Add minimal drafts of a few more dtype extensions#135
Conversation
| is to have an array where each element is another array (and each array can | ||
| have a different length). Another use case is to store an array of variable | ||
| length strings. It is important to note that such an array actually just stores the references to the Python objects and not the objects themselves. Accessing | ||
| an element of the array returns the Python object it refers to. |
There was a problem hiding this comment.
This should specify how this data type is actually encoded in the store --- presumably via pickling.
In general this sort of encoding issue might fall under the domain of "filters", which are not yet part of zarr v3 but might be important to add.
In general I have a number of concerns about this data type:
- The pickle format by its nature is inherently tied to Python and cannot be supported by non-Python implementations.
- By the nature of the format, the Python unpickle operation can lead to arbitrary code execution and therefore requires that the source data be fully trusted. I think if it is supported it is likely to be used out of convenience even in situations that don't call for that level of trust. In particular, if it is available by default in zarr-python then opening any untrusted zarr array becomes a potential security vulnerability.
- In cases where the intent is not to store an arbitrary Python object, but e.g. just a variable length string or json value, just using the "object" type leaves the actual type unspecified.
I think it would be much better instead to decouple the zarr v3 data types from numpy data types --- and define as explicit zarr v3 data types:
- variable length unicode and byte strings
- json values
I think it would be best to avoid supporting a general Python object type at all.
There was a problem hiding this comment.
Note: These variable length strings and json values when stored in a numpy array would have to be stored using the numpy object data type. But that does not need to match the data type of the zarr array.
There was a problem hiding this comment.
Yes, I agree that the extension should not be specifically for general Python objects and needs to be revised substantially. We actually did not have any tests in core zarr-python involving object arrays, but I found that they were used in the Xarray test suite. Specifically this method on the DatasetIOBase class that the Zarr backend tests are a subclass of.
| ------------------------------------------- | ||
|
|
||
| These are fixed width strings corresponding to NumPy dtypes with `kind` 'S'. | ||
| For backward compatibility with Python 2's ``str`` these are zero-terminated |
There was a problem hiding this comment.
Zero-terminated strings normally refers to the C null-terminated string convention where the length is not explicitly indicated and instead the end of the string is indicated by a '\0' value. I would call this zero-padded rather than zero-terminated, since there is no zero terminator if the string is exactly equal to the specified length.
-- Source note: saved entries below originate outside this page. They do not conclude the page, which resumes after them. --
PR #4000, opened 2022-06-29
chore(extensions): add extension recommendations

JFrankfurt:


.vscode/extensions.json
```diff
@@ -0,0 +1,10 @@
+{
+  "recommendations": [
+    "dbaeumer.vscode-eslint",
+    "eamodio.gitlens",
+    "esbenp.prettier-vscode",
```
zzmp, line 5: I thought we ran prettier through eslint. Does it need its own extension? What does this add?

.vscode/extensions.json
```diff
@@ -0,0 +1,10 @@
...
+    "jpoissonnier.vscode-styled-components",
+    "rvest.vs-code-prettier-eslint"
```
zzmp, line 7: How come prettier isn't already enabled through vscode-eslint? What does this add?

.vscode/extensions.json
```diff
@@ -0,0 +1,10 @@
+{
+  "recommendations": [
+    "dbaeumer.vscode-eslint",
+    "eamodio.gitlens",
```
zzmp, line 4: What does this add to _your_ workflow above the native vs code git integrations?

JFrankfurt:
@grabbou we can drop this

I made the PR before we had any extension recs, and I'm fine with just using what we have now

PR #4005, opened 2022-06-30
fix: resolves network switch race condition

vm:
We have a hook that currently handles two cases:
- If the network is switched outside of the app, make sure we change the URL accordingly
- If the a chain is added as a param in the URL, change the network in the app

There are two bugs:
- If the chainId has changed, confirm that the urlChainId is stale before switching the history
- If There is a urlChainId, make sure that it's actually changed before automatically selecting it in the app

On prod reproduce the bug by having no wallet selected, then switching from ETH to Polygon. It will switch back to ETH.

### DIFF
--- a/src/components/Header/NetworkSelector.tsx
+++ b/src/components/Header/NetworkSelector.tsx
@@ -292,27 +292,14 @@ export default function NetworkSelector() {
         if (!skipToggle) {
           toggle()
         }
-        history.replace({
-          search: replaceURLParam(history.location.search, 'chain', getChainNameFromId(targetChain)),
-        })
       } catch (error) {
         console.error('Failed to switch networks', error)
-
-        // we want app network <-> chainId param to be in sync, so if user changes the network by changing the URL
-        // but the request fails, revert the URL back to current chainId
-        if (chainId) {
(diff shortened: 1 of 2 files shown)


src/components/Header/NetworkSelector.tsx
```diff
@@ -292,40 +293,27 @@ export default function NetworkSelector() {
         if (!skipToggle) {
           toggle()
         }
-        history.replace({
```
vm, line 295: this gets handled by the hook which checks for chainId changing

vm:
As part of this, I will add some tests for switching networks in a separate PR.

src/components/Header/NetworkSelector.tsx
```diff
@@ -292,9 +293,6 @@ export default function NetworkSelector() {
...
-          search: replaceURLParam(history.location.search, 'chain', getChainNameFromId(targetChain)),
-        })
       } catch (error) {
         console.error('Failed to switch networks', error)
```
vm, line 298: the logic here to revert url param i'd like to move as part of the hook instead, by returning success/failure from this async function. later!

JFrankfurt (approved):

There was a problem hiding this comment.
Yeah, I was a bit confused regarding this as the NumPy dtype docs refer to this type as "zero-terminated bytes".
| - Numerical type | ||
| - Size (no. bytes) | ||
| - Byte order | ||
| * - list of (<name>, <type>) tuples |
There was a problem hiding this comment.
NumPy (and zarr v2) supports a third variant, where you have (name, type, shape). The shape specifies the dimensions of an "inner" array of elements.
There was a problem hiding this comment.
Yeah, I had forgotten to list that one and will update it here to describe an optional [, shape]. I think we do test it already.
joshmoore
left a comment
There was a problem hiding this comment.
Great to have these discussions started, @grlee77! Also 👍 for @jbms' comments, but I could also see getting this into the dev branch before they are resolved as with zarr-developers/zarr-python#898 so that we have more people working from the same starting point.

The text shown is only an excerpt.